Fifty pence and a big apple, and you can have her!! 8O :lol: :lol:



rosalan said:


> GasLow lives!


Yep - for me too. A difficult decision for one with such an impenetrable wallet, but I'm glad we invested the cash.

I think? :wink:

Dave


----------



## ambegayo

*Galow filler*

We had ourfitted to a Benifmar Perseo at one of the showsl Then we changed to the Carthago, the filler in on a 'L' bracker inside the gas locker and has proved no problem. It is quite clear that we are not filling each bottle separately and it makes no sense fitting in the door, (dangerous) or the skirt, (vunerable to to road blocks) We have yet to go to Europe since 2009 but sure the filler we have conforms more to safely issues than all these do it yourself installations outside of the van, much more vunerable to knocks and hitting obsticles on the road!!!


----------



## joedenise

Cabby - don't know your van but if your bottles fit side by side along the van you could probably fix it in the side wall. I can on ours and when I pluck up the nerve to drill the 70mm hole I will but have had no problem to date with filling up. Usually use my local Flogas depot who came out and saw the filler was inside the locker and didn't even comment on it.

Joe


----------



## rosalan

Mr Gaslow came to fit an external filler on a quiet day in Chepstow. He said he was very sorry but it cannot be done, he wanted to do it, I wanted him to do it but he said it would not be possible on my van.
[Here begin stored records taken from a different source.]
PR #443, opened 2016-03-11
Remove stepwise bars for 0 count

fungjj92:
Before:
screen shot 2016-03-11 at 2 47 39 pm

After:
screen shot 2016-03-11 at 2 46 39 pm

Hurrah


KlaasH:
:+1:

PR #444, opened 2016-03-11
Don't revert to default date when loading filters

sharph:


sharph:
@ddohler and I worked on this together. Will merge as soon as it passes tests.

PR #446, opened 2016-03-11
Fix javascript errors from negative heights

KlaasH:
I was hasty and failed to notice that PR #443 introduced javascript errors for negative heights.  This achieves the goal of that PR (making the zero-value bars stop showing up) without making D3 angry.


flibbertigibbet:
Thinking there must be a cleaner way to deal with that (hide the bar altogether or something).

+1 on this fix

My two 6kg bottles are very tight.  
Alan


----------



## aldra

A little digression
Dave judging from the size of those bars I don't think its working
com' on :lol: :lol: :lol:
Aldra


----------



## aldra

ambegayo,

Than all those DIY instalations outside of the van  

If you hit an obstacle at that level, above the level of the back axle and above the level of the chassis members its going to be one hell of a bump

and if the filler pipe is damaged the gas will not escape because the bottles have non return valve

Aldra


----------